Chitin in BSFL meal is a non-digestible fiber that may negatively influence liver metabolism and function. Previous studies have indicated that replacing fish meals with defatted BSFL meals in aquaculture feed induces liver inflammation in fish [29]. In the present study, the BSFL diet showed no adverse effects on liver function-related enzymes (ALP, GGT, GOT, and GGT), which is concordant with the finding that a defatted BSFL diet did not induce liver damage in Muscovy ducks [30]. In addition, although the BSFL meal used as the fish meal substitute contained approximately 6.5% crude ash, which was less than the crude ash in the fish meal (19.1%), it did not affect the serum mineral metabolism in terms of Ca, Mg, and IP. This result may be contextualized by the findings of other studies [31,32,33]. The non-significant differences in serum HDL-c and T-cho levels supported the finding that the BSFL diet did not affect hepatic lipid metabolism. In addition, comparable serum IgG and TNF-α levels indicated that the BSFL diet did not induce inflammation.

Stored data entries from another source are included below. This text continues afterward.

Issue #3149, opened 2022-03-05
fs_stdio: directory listing fails when using multiple directory handles (WIN32)


Ryzee119:
### Perform all steps below and tick them with [x]
- [x] Read the [FAQ](https://docs.lvgl.io/master/intro/index.html#faq)
- [x] Check the related part of the [Documentation](https://docs.lvgl.io/)
- [x] Update lvgl to the latest version
- [x] Reproduce the issue in a [Simulator](https://docs.lvgl.io/latest/en/html/get-started/pc-simulator.html)

### Describe the bug
Having multiple directory handles and calling lv_fs_dir_read between them will break the filename listings. Only tested in WIN32 backend, but it appears to be isolated here.

### To Reproduce
Use fs_stdio backend with WIN32
```
lv_fs_dir_t dir_a;
lv_fs_dir_t dir_b;

lv_fs_dir_open(&dir_a, "A:folder1");
lv_fs_dir_open(&dir_b, "A:folder2");
char fname[256];
lv_fs_dir_read(&dir_a, fname); //Read 1st file in dir_a;
lv_fs_dir_read(&dir_a, fname); //Read 2nd file in dir_a;

lv_fs_dir_read(&dir_b, fname); //Read 1st file in dir_b;

lv_fs_dir_read(&dir_a, fname); //SHOULD read 3rd file in dir_a; but it returns the 2nd file in dir_b.
```

### Expected behavior
You should be able to read from different directory handles and keep track of the current files in each directory independently.

Failing due to a shared `next_fn` buffer:
https://github.com/lvgl/lvgl/blob/ff0bf6386d702ff9f32528fe6296c8da326c9914/src/extra/libs/fsdrv/lv_fs_stdio.c#L192

kisvegabor:
Hi,

It's great that you have found the reason of this issue. 

Unfortunately, I'm on Linux and I don't really have experience with the WIN32 API so probably others can suggest a good solution. 

@mariotaku do you have any idea for this?

Ryzee119:
My fix was to create a directory handle struct which contained `next_fn` which is allocated on each `dir_open` call.

My diff is here:
https://github.com/Ryzee119/lvgl/commit/6d2b6726a384eb435f412e0ccd628ba4fc0eb156

kisvegabor:
Thanks @Ryzee119! Could you send a PR with the fix?

mariotaku:
[...]

PR #3243, opened 2022-03-31
Fix: Track multiple directory handles with win32 backends

Ryzee119:

Described in https://github.com/lvgl/lvgl/issues/3149.

Due to using a shared static `next_fn` buffer, tracking multiple directories at once was broken. This fix allocates a new `next_fn` buffer for each directory handle. On the win32 backend it also allocates a new `next_error` variable for each directory.
As this code is in the stdio backend and the win32 backend, there is two commits, one for each file.

I could not get the win32 backend to work at all for me, but I included some fixes and it works now. Namely we were calling `GetLastError()` in dir_open even when no error occured, so successful operations were reporting the last unrelated error that occured even if successful. https://docs.microsoft.com/en-us/windows/win32/api/fileapi/nf-fileapi-findfirstfilea implies we should only call this if the function fails or fails to locate files instead of all the time. This PR includes this fix.

### Checkpoints

Test code now works as expected:
```
lv_fs_dir_t dir_a;
lv_fs_dir_t dir_b;
lv_fs_dir_open(&dir_a, "A:folder1");
lv_fs_dir_open(&dir_b, "A:folder2");

char fname[256];
lv_fs_dir_read(&dir_a, fname); //Read 1st file in dir_a;
lv_log("dir_a, first file: %s\n", fname);
lv_fs_dir_read(&dir_a, fname); //Read 2nd file in dir_a;
lv_log("dir_a, second file: %s\n", fname);

lv_fs_dir_read(&dir_b, fname); //Read 1st file in dir_b;
lv_log("dir_b, first file: %s\n", fname);
lv_fs_dir_read(&dir_a, fname); //Read 3rd file in dir_a;
lv_log("dir_a, third file: %s\n", fname);
```
Output on win32 and stdio backends built with mingw:
```
dir_a, first file: 1file1.txt
dir_a, second file: 1file2.txt
dir_b, first file: 2file1.txt
dir_a, third file: 1file3.txt
```
Each folder contains 1file1/2/3.txt and 2file1/2/3.txt for folder1 and folder2 respectively.

### DIFF
--- a/src/extra/libs/fsdrv/lv_fs_stdio.c
+++ b/src/extra/libs/fsdrv/lv_fs_stdio.c
@@ -21,10 +21,19 @@
 /*********************
  *      DEFINES
  *********************/
+#define MAX_PATH_LEN 256
 
 /**********************
  *      TYPEDEFS
  **********************/
+typedef struct {
+#ifdef WIN32
+    HANDLE dir_p;
+    char next_fn[MAX_PATH_LEN];
+#else
+    DIR * dir_p;
+#endif
+} dir_handle_t;
 
 /**********************
  *  STATIC PROTOTYPES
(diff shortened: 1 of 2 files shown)


kisvegabor:
Thanks you very much!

Studies have indicated that BSFL meal used as a soybean meal alternative in poultry feed can modify enzymatic activities in laying hens [34]. The current study demonstrated significantly increased ileal maltase activity in the 3% BFSL meal diet group than that in the 1.5% BFSL meal diet group; however, the change was not significant compared to that in the control diet group. This result contradicts the finding that the BSFL meal substitution for soybean meal in the diet modifies the ileal maltase activity [35], which could be attributed to the different amounts of BSFL meal supplements and various nutritional compositions of the BSFL meals. Nevertheless, the effects of BSFL on intestinal disaccharidase activity require further investigation.

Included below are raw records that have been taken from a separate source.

PR #5445, opened 2024-01-23
Fix VA_ARGS in MSVC

ghost:
The latest lvgl Version does not compile with MSVC. See isssue
https://github.com/lvgl/lvgl/issues/5441 for more details.
This PR fixes this.
@kisvegabor  Could you create a new release, to fix the MSVC build?


FASTSHIFT (dismissed):

XuNeo:
Is this issue introduced in https://github.com/lvgl/lvgl/issues/5392?

Adding formated message is really useful. Could we solve MSVC issue like this?
```
#if defined(_MSC_VER)
#define MYLOG(fmt, ...)    LOG_HELPER("mylog: " fmt, __VA_ARGS__)
#else
#define MYLOG(fmt, ...)    LOG_HELPER("mylog: " fmt, ##__VA_ARGS__)
#endif
```

Reference: https://stackoverflow.com/questions/65013414/msvc-treatment-of-va-args-vs-other-compilers

CMakeLists.txt
```diff
@@ -33,4 +33,15 @@ if (MSVC)
...
+    GCC and Clang have added some (non std compliant) extensions to their preprocessor.
+    ##VA_ARGS__ is one of them. It is used in lvgl to support variadic macros.
+    if no argument is passed to the macro, the MSVC preprocessor will not remove the trailing comma.
+    This will result in a syntax error.
+    To fix this we need to enable the /Zc:preprocessor flag. This will make the MSVC preprocessor behave like the GCC/Clang preprocessor.
+    In C++20 and C23 __VA_OPT__ is introduced. Making this behaviour standard.
+    But for now we will stick with this preprocessor flag.
+  ]]
+  target_compile_options(lvgl PUBLIC /Zc:preprocessor)
 endif()
```
W-Mai:
```suggestion
endif()

```

need a blank line at the end of the file

W-Mai (changes requested):

FASTSHIFT:
> Is this issue introduced in #5392?
> 
> Adding formated message is really useful. Could we solve MSVC issue like this?
> 
> ```
> #if defined(_MSC_VER)
> #define MYLOG(fmt, ...)    LOG_HELPER("mylog: " fmt, __VA_ARGS__)
> #else
> #define MYLOG(fmt, ...)    LOG_HELPER("mylog: " fmt, ##__VA_ARGS__)
> #endif
> ```
> 
> Reference: https://stackoverflow.com/questions/65013414/msvc-treatment-of-va-args-vs-other-compilers

@MouriNaruto Which option do you prefer?

MouriNaruto:
@FASTSHIFT I think we should use the @XuNeo way to solve the issue.

Note: I have met the issue, but can be compiled when "/std:c17" is defined. But I think there are many people use old MSVC toolchain.

Kenji Mouri

MouriNaruto:
I need do some explainations.

According to https://learn.microsoft.com/en-us/cpp/build/reference/zc-preprocessor?view=msvc-170, we know "The /Zc:preprocessor option is available starting in Visual Studio 2019 version 16.5. An earlier, incomplete version of the new preprocessor option is available in versions of Visual Studio starting in Visual Studio 2017 version 15.8. For more information, see [/experimental:preprocessor](https://learn.microsoft.com/en-us/cpp/build/reference/experimental-preprocessor?view=msvc-170)."

But many MSVC toolchain users don't want to use conformance mode in some cases, especially for interoperate with the legacy projects.

Kenji Mouri

CMakeLists.txt
ghost: done

Ju1He1:
> > Is this issue introduced in #5392?
> > Adding formated message is really useful. Could we solve MSVC issue like this?
> > ```
> > #if defined(_MSC_VER)
> > #define MYLOG(fmt, ...)    LOG_HELPER("mylog: " fmt, __VA_ARGS__)
> > #else
> > #define MYLOG(fmt, ...)    LOG_HELPER("mylog: " fmt, ##__VA_ARGS__)
> > #endif
> > ```
> > 
> > 
> >     
> >       
> >     
> > 
> >       
> >     
> > 
> >     
> >   
> > Reference: https://stackoverflow.com/questions/65013414/msvc-treatment-of-va-args-vs-other-compilers
> 
> @MouriNaruto Which option do you prefer?

this will not work!
You need to remove the trailing "," if no Arguments are preset! This is only done with the compiler switch :)

MouriNaruto:
> @MouriNaruto We could read the MSVC version with [this](https://cmake.org/cmake/help/latest/variable/MSVC_VERSION.html)
> 
> However I do not see a point there. With the legacy mode lvglv9 will not compile. You would have to remove the whole formatting stuff just because some people use very old MSVC toolchains ;)

According to https://en.cppreference.com/w/c/preprocessor/replace, we know "Note: Some compilers offer an extension that allows ## to appear after a comma and before __VA_ARGS__, in which case the ## does nothing when __VA_ARGS__ is non-empty, but removes the comma when __VA_ARGS__ is empty: this makes it possible to define macros such as [fprintf](http://en.cppreference.com/w/c/io/fprintf) ([stderr](http://en.cppreference.com/w/c/io/std_streams), format, ##__VA_ARGS__)."

So, ##__VA_ARGS__ is actually an extension not the standard.

Kenji Mouri

Ju1He1:
> > @MouriNaruto We could read the MSVC version with [this](https://cmake.org/cmake/help/latest/variable/MSVC_VERSION.html)
> > However I do not see a point there. With the legacy mode lvglv9 will not compile. You would have to remove the whole formatting stuff just because some people use very old MSVC toolchains ;)
> 
> According to https://en.cppreference.com/w/c/preprocessor/replace, we know "Note: Some compilers offer an extension that allows ## to appear after a comma and before __VA_ARGS__, in which case the ## does nothing when __VA_ARGS__ is non-empty, but removes the comma when __VA_ARGS__ is empty: this makes it possible to define macros such as [fprintf](http://en.cppreference.com/w/c/io/fprintf) ([stderr](http://en.cppreference.com/w/c/io/std_streams), format, ##__VA_ARGS__)."
> 
> So, "##__VA_ARGS__" itself is actually an extension for some compilers like GCC and LLVM, not in the C99 standard.
> 
> Kenji Mouri

yes of course you are right ;) ##__VA_ARGS__ is not standard. GCC and clang implemented this, MSVC did their own stuff.
So with the traditional mode you will have to differentiate between 0 Args and > 0 Args. So you basically need 2 different functions. MS explained the comma elision there.
https://learn.microsoft.com/en-us/cpp/preprocessor/preprocessor-experimental-overview?view=msvc-160#comma-elision-in-variadic-macros

IMHO this is not worth the overhead. If someone would still like to use traditional (legacy) mode, we should disable formatting completely.

BTW: VA_OPT is standard and available from C23 and C++20

MouriNaruto:
> > > @MouriNaruto We could read the MSVC version with [this](https://cmake.org/cmake/help/latest/variable/MSVC_VERSION.html)我们可以用这个来阅读 MSVC 版本
> > > However I do not see a point there. With the legacy mode lvglv9 will not compile. You would have to remove the whole formatting stuff just because some people use very old MSVC toolchains ;)但是，我看不出有什么意义。使用传统模式时，lvglv9 将无法编译。您将不得不删除整个格式化内容，因为有些人使用非常旧的 MSVC 工具链;)
> > 
> > 
> > According to https://en.cppreference.com/w/c/preprocessor/replace, we know "Note: Some compilers offer an extension that allows ## to appear after a comma and before **VA_ARGS**, in which case the ## does nothing when **VA_ARGS** is non-empty, but removes the comma when **VA_ARGS** is empty: this makes it possible to define macros such as [fprintf](http://en.cppreference.com/w/c/io/fprintf) ([stderr](http://en.cppreference.com/w/c/io/std_streams), format, ##**VA_ARGS**)."根据 https://en.cppreference.com/w/c/preprocessor/replace，我们知道“注意：一些编译器提供了一个扩展，允许 ## 出现在逗号之后和VA_ARGS之前，在这种情况下，当 ## 不为空时VA_ARGS不执行任何操作，但在 VA_ARGS 为空时删除逗号：这使得定义宏成为可能，例如 fprintf （ stderr， format， ##VA_ARGS）。
> > So, "##**VA_ARGS**" itself is actually an extension for some compilers like GCC and LLVM, not in the C99 standard.因此，“##VA_ARGS”本身实际上是某些编译器（如 GCC 和 LLVM）的扩展，而不是 C99 标准中的扩展。
> > Kenji Mouri 毛利健二
> 
> yes of course you are right ;) ##**VA_ARGS** is not standard. GCC and clang implemented this, MSVC did their own stuff.是的，你当然是对的;)##VA_ARGS不是标准的。GCC 和 clang 实现了这一点，MSVC 做了自己的事情。 So with the traditional mode you will have to differentiate between 0 Args and > 0 Args. So you basically need 2 different functions. MS explained the comma elision there.因此，在传统模式下，您必须区分 0 Args 和 > 0 Args。所以你基本上需要 2 个不同的功能。MS 在那里解释了逗号省略。 https://learn.microsoft.com/en-us/cpp/preprocessor/preprocessor-experimental-overview?view=msvc-160#comma-elision-in-variadic-macros
> 
> IMHO this is not worth the overhead. If someone would still like to use traditional (legacy) mode, we should disable formatting completely.恕我直言，这不值得开销。如果有人仍然想使用传统（传统）模式，我们应该完全禁用格式化。
> 
> BTW: VA_OPT is standard and available from C23 and C++20顺便说一句：VA_OPT是标准配置，可从 C23 和 C++20 购买

But it's macro and the compiler will be expanded all at the compile time. Also, old LVGL support both format and old compilers.

Kenji Mouri

MouriNaruto:
Also, we shouldn't desire people use C23 at present. And LVGL is a project which needs to consider the pure C experience because the usage scenario.

Kenji Mouri

MouriNaruto:
> @MouriNaruto so what is your suggestion/solution?

In my opinion, maybe revert the commit change from https://github.com/lvgl/lvgl/commit/24115615bc49cc80602579ecfe33a0e200b82ffe is a good solution.

Kenji Mouri

Ju1He1:
> > @MouriNaruto so what is your suggestion/solution?
> 
> In my opinion, maybe revert commit [2411561](https://github.com/lvgl/lvgl/commit/24115615bc49cc80602579ecfe33a0e200b82ffe) changes is a good solution.
> 
> Kenji Mouri

at least optionally disable it. The extra information is helpfull ;)
Not sure how to do this though

Ju1He1:
@MouriNaruto  any PR from your side?

MouriNaruto:
https://github.com/lvgl/lvgl/pull/5453

Maybe this PR looks OK.

Kenji Mouri

Ju1He1:
> #5453
> 
> Maybe this PR looks OK.
> 
> Kenji Mouri

puh this is exactly what I meant. You have to create 2 different macros depending if you are passing 0 arguments or more than zero arguments. IMHO not very user friendly

MouriNaruto:
> @MouriNaruto any PR from your side?

I'm actually not care that because I use C17 mode in MSVC.

But I know have a solution for workaround is better.  But according to the reality, we should not ask people to use extra compiler command line options especially for pure C style projects. (Many people choose pure C style project for out-of-box and don't worry about something like the dependency)

Kenji Mouri

FASTSHIFT:
fixed: https://github.com/lvgl/lvgl/pull/5453, Let's use a more general solution to avoid having to :)

kisvegabor:
Closing as it should be solved by #5453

The intestinal villi and crypts are unique structures that contribute to the digestibility and immune response of the host. Replacing fish meal with BSFL meal did not affect the intestinal traits, such as villus height, crypt depth, or villi-to-crypt ratio in the duodenum, jejunum, and ileum. Similar findings have been reported in a previous study that substituted soybean meal in poultry feed with BSFL meal [14]. Bovera et al. [36] indicated that the amount of chitin in insect meals could contribute to the intestinal development of poultry by affecting protein digestibility and, therefore, reducing dry matter digestion. In this study, fat and chitin from the BSFL meal were removed partially; therefore, we speculate that they may contribute to the intestinal development of the laying hens. In addition, the incorporation of BSFL meal into diet did not affect goblet cell density in laying hens, which is consistent with previous findings that a 5% dietary BSFL diet had no effect on mucins staining density [16].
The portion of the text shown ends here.